# SOURCE MATERIAL

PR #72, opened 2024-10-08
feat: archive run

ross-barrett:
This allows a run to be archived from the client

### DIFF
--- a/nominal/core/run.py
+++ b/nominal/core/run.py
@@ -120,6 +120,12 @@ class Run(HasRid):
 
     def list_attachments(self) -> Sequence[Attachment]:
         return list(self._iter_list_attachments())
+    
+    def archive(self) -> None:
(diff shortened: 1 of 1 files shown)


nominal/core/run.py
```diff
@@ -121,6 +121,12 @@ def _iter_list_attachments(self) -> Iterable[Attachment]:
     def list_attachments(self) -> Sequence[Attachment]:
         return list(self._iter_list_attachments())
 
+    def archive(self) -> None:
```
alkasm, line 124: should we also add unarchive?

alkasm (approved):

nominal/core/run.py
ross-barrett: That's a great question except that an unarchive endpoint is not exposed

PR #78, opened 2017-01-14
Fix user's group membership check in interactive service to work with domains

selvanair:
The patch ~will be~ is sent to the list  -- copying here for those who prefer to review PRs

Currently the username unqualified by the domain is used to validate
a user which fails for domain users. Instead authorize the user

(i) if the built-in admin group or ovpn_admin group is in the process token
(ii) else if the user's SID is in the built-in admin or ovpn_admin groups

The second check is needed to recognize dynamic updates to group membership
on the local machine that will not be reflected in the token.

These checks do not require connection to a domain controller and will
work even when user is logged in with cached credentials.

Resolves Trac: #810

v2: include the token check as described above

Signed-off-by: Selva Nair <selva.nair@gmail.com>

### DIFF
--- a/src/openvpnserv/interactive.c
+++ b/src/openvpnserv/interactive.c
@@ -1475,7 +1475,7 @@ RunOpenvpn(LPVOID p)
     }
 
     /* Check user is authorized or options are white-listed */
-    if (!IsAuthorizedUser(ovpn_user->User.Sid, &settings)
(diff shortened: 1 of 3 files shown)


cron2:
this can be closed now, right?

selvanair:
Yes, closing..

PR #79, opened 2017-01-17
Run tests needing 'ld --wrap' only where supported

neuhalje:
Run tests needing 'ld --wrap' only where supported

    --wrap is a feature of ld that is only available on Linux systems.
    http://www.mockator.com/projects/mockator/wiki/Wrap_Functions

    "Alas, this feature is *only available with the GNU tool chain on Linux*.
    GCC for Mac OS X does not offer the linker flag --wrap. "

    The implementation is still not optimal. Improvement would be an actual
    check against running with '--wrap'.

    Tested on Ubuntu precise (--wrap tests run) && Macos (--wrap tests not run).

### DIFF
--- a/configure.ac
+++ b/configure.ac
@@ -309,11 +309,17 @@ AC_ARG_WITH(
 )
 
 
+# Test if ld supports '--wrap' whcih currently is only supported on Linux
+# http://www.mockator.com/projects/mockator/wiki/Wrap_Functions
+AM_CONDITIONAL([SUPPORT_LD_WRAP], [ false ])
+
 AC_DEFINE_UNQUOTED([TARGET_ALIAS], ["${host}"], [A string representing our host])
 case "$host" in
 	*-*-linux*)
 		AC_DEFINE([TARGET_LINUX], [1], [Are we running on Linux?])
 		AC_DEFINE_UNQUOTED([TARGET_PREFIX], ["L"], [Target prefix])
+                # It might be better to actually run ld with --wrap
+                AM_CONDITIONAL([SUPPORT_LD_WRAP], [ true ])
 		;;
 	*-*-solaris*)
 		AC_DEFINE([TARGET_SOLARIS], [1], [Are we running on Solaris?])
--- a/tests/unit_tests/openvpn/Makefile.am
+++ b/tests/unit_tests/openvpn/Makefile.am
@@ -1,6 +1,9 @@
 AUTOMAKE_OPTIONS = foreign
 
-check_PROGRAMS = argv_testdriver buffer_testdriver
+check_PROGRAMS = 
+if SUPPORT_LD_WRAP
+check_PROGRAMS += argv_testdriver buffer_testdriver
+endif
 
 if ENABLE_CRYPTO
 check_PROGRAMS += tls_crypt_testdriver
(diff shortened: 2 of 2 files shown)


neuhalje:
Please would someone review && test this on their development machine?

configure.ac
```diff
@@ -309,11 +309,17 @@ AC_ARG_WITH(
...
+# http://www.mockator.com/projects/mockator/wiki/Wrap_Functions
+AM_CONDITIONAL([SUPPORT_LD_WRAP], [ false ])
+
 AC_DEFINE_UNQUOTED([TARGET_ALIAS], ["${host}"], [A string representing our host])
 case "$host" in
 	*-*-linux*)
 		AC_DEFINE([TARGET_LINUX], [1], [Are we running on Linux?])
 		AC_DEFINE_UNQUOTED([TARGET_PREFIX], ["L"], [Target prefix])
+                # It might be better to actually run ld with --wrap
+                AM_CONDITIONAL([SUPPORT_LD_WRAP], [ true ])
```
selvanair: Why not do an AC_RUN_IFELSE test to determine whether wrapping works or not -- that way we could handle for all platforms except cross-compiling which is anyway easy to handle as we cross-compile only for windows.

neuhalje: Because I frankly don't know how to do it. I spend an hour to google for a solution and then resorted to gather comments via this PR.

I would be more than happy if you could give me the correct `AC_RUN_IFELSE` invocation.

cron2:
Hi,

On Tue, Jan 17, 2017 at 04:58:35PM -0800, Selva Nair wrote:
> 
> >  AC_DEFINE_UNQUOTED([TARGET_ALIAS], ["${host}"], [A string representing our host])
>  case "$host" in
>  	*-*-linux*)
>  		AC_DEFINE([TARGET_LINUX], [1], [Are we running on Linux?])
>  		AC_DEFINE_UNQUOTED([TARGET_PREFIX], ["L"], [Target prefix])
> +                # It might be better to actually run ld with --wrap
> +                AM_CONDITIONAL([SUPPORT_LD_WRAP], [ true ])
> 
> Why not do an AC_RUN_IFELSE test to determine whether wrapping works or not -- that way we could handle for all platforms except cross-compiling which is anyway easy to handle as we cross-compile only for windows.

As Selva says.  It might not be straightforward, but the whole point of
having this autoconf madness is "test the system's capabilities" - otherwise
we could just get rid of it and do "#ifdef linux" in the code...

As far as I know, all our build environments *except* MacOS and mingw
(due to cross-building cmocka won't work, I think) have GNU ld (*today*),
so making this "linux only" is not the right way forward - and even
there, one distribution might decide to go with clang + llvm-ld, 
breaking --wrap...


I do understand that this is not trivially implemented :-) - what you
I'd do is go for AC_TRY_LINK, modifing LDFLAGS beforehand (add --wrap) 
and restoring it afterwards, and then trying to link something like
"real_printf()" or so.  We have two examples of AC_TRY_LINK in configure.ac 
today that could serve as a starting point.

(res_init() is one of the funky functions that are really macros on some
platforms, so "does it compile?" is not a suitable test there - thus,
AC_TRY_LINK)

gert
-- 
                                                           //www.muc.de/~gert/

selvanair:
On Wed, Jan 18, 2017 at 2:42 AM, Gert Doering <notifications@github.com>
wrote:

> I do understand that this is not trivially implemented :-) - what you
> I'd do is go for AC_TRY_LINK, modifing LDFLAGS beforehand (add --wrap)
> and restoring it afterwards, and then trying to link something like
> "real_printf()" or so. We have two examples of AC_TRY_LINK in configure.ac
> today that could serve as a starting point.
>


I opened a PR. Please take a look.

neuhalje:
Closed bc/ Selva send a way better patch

# ACTION ITEM
Retype the entries. Every line must match exactly.

# WRITTEN RESPONSE
PR #72, opened 2024-10-08
feat: archive run

ross-barrett:
This allows a run to be archived from the client

### DIFF
--- a/nominal/core/run.py
+++ b/nominal/core/run.py
@@ -120,6 +120,12 @@ class Run(HasRid):
 
     def list_attachments(self) -> Sequence[Attachment]:
         return list(self._iter_list_attachments())
+    
+    def archive(self) -> None:
(diff shortened: 1 of 1 files shown)


nominal/core/run.py
```diff
@@ -121,6 +121,12 @@ def _iter_list_attachments(self) -> Iterable[Attachment]:
     def list_attachments(self) -> Sequence[Attachment]:
         return list(self._iter_list_attachments())
 
+    def archive(self) -> None:
```
alkasm, line 124: should we also add unarchive?

alkasm (approved):

nominal/core/run.py
ross-barrett: That's a great question except that an unarchive endpoint is not exposed

PR #78, opened 2017-01-14
Fix user's group membership check in interactive service to work with domains

selvanair:
The patch ~will be~ is sent to the list  -- copying here for those who prefer to review PRs

Currently the username unqualified by the domain is used to validate
a user which fails for domain users. Instead authorize the user

(i) if the built-in admin group or ovpn_admin group is in the process token
(ii) else if the user's SID is in the built-in admin or ovpn_admin groups

The second check is needed to recognize dynamic updates to group membership
on the local machine that will not be reflected in the token.

These checks do not require connection to a domain controller and will
work even when user is logged in with cached credentials.

Resolves Trac: #810

v2: include the token check as described above

Signed-off-by: Selva Nair <selva.nair@gmail.com>

### DIFF
--- a/src/openvpnserv/interactive.c
+++ b/src/openvpnserv/interactive.c
@@ -1475,7 +1475,7 @@ RunOpenvpn(LPVOID p)
     }
 
     /* Check user is authorized or options are white-listed */
-    if (!IsAuthorizedUser(ovpn_user->User.Sid, &settings)
(diff shortened: 1 of 3 files shown)


cron2:
this can be closed now, right?

selvanair:
Yes, closing..

PR #79, opened 2017-01-17
Run tests needing 'ld --wrap' only where supported

neuhalje:
Run tests needing 'ld --wrap' only where supported

    --wrap is a feature of ld that is only available on Linux systems.
    http://www.mockator.com/projects/mockator/wiki/Wrap_Functions

    "Alas, this feature is *only available with the GNU tool chain on Linux*.
    GCC for Mac OS X does not offer the linker flag --wrap. "

    The implementation is still not optimal. Improvement would be an actual
    check against running with '--wrap'.

    Tested on Ubuntu precise (--wrap tests run) && Macos (--wrap tests not run).

### DIFF
--- a/configure.ac
+++ b/configure.ac
@@ -309,11 +309,17 @@ AC_ARG_WITH(
 )
 
 
+# Test if ld supports '--wrap' whcih currently is only supported on Linux
+# http://www.mockator.com/projects/mockator/wiki/Wrap_Functions
+AM_CONDITIONAL([SUPPORT_LD_WRAP], [ false ])
+
 AC_DEFINE_UNQUOTED([TARGET_ALIAS], ["${host}"], [A string representing our host])
 case "$host" in
 	*-*-linux*)
 		AC_DEFINE([TARGET_LINUX], [1], [Are we running on Linux?])
 		AC_DEFINE_UNQUOTED([TARGET_PREFIX], ["L"], [Target prefix])
+                # It might be better to actually run ld with --wrap
+                AM_CONDITIONAL([SUPPORT_LD_WRAP], [ true ])
 		;;
 	*-*-solaris*)
 		AC_DEFINE([TARGET_SOLARIS], [1], [Are we running on Solaris?])
--- a/tests/unit_tests/openvpn/Makefile.am
+++ b/tests/unit_tests/openvpn/Makefile.am
@@ -1,6 +1,9 @@
 AUTOMAKE_OPTIONS = foreign
 
-check_PROGRAMS = argv_testdriver buffer_testdriver
+check_PROGRAMS = 
+if SUPPORT_LD_WRAP
+check_PROGRAMS += argv_testdriver buffer_testdriver
+endif
 
 if ENABLE_CRYPTO
 check_PROGRAMS += tls_crypt_testdriver
(diff shortened: 2 of 2 files shown)


neuhalje:
Please would someone review && test this on their development machine?

configure.ac
```diff
@@ -309,11 +309,17 @@ AC_ARG_WITH(
...
+# http://www.mockator.com/projects/mockator/wiki/Wrap_Functions
+AM_CONDITIONAL([SUPPORT_LD_WRAP], [ false ])
+
 AC_DEFINE_UNQUOTED([TARGET_ALIAS], ["${host}"], [A string representing our host])
 case "$host" in
 	*-*-linux*)
 		AC_DEFINE([TARGET_LINUX], [1], [Are we running on Linux?])
 		AC_DEFINE_UNQUOTED([TARGET_PREFIX], ["L"], [Target prefix])
+                # It might be better to actually run ld with --wrap
+                AM_CONDITIONAL([SUPPORT_LD_WRAP], [ true ])
```
selvanair: Why not do an AC_RUN_IFELSE test to determine whether wrapping works or not -- that way we could handle for all platforms except cross-compiling which is anyway easy to handle as we cross-compile only for windows.

neuhalje: Because I frankly don't know how to do it. I spend an hour to google for a solution and then resorted to gather comments via this PR.

I would be more than happy if you could give me the correct `AC_RUN_IFELSE` invocation.

cron2:
Hi,

On Tue, Jan 17, 2017 at 04:58:35PM -0800, Selva Nair wrote:
> 
> >  AC_DEFINE_UNQUOTED([TARGET_ALIAS], ["${host}"], [A string representing our host])
>  case "$host" in
>  	*-*-linux*)
>  		AC_DEFINE([TARGET_LINUX], [1], [Are we running on Linux?])
>  		AC_DEFINE_UNQUOTED([TARGET_PREFIX], ["L"], [Target prefix])
> +                # It might be better to actually run ld with --wrap
> +                AM_CONDITIONAL([SUPPORT_LD_WRAP], [ true ])
> 
> Why not do an AC_RUN_IFELSE test to determine whether wrapping works or not -- that way we could handle for all platforms except cross-compiling which is anyway easy to handle as we cross-compile only for windows.

As Selva says.  It might not be straightforward, but the whole point of
having this autoconf madness is "test the system's capabilities" - otherwise
we could just get rid of it and do "#ifdef linux" in the code...

As far as I know, all our build environments *except* MacOS and mingw
(due to cross-building cmocka won't work, I think) have GNU ld (*today*),
so making this "linux only" is not the right way forward - and even
there, one distribution might decide to go with clang + llvm-ld, 
breaking --wrap...


I do understand that this is not trivially implemented :-) - what you
I'd do is go for AC_TRY_LINK, modifing LDFLAGS beforehand (add --wrap) 
and restoring it afterwards, and then trying to link something like
"real_printf()" or so.  We have two examples of AC_TRY_LINK in configure.ac 
today that could serve as a starting point.

(res_init() is one of the funky functions that are really macros on some
platforms, so "does it compile?" is not a suitable test there - thus,
AC_TRY_LINK)

gert
-- 
                                                           //www.muc.de/~gert/

selvanair:
On Wed, Jan 18, 2017 at 2:42 AM, Gert Doering <notifications@github.com>
wrote:

> I do understand that this is not trivially implemented :-) - what you
> I'd do is go for AC_TRY_LINK, modifing LDFLAGS beforehand (add --wrap)
> and restoring it afterwards, and then trying to link something like
> "real_printf()" or so. We have two examples of AC_TRY_LINK in configure.ac
> today that could serve as a starting point.
>


I opened a PR. Please take a look.

neuhalje:
Closed bc/ Selva send a way better patch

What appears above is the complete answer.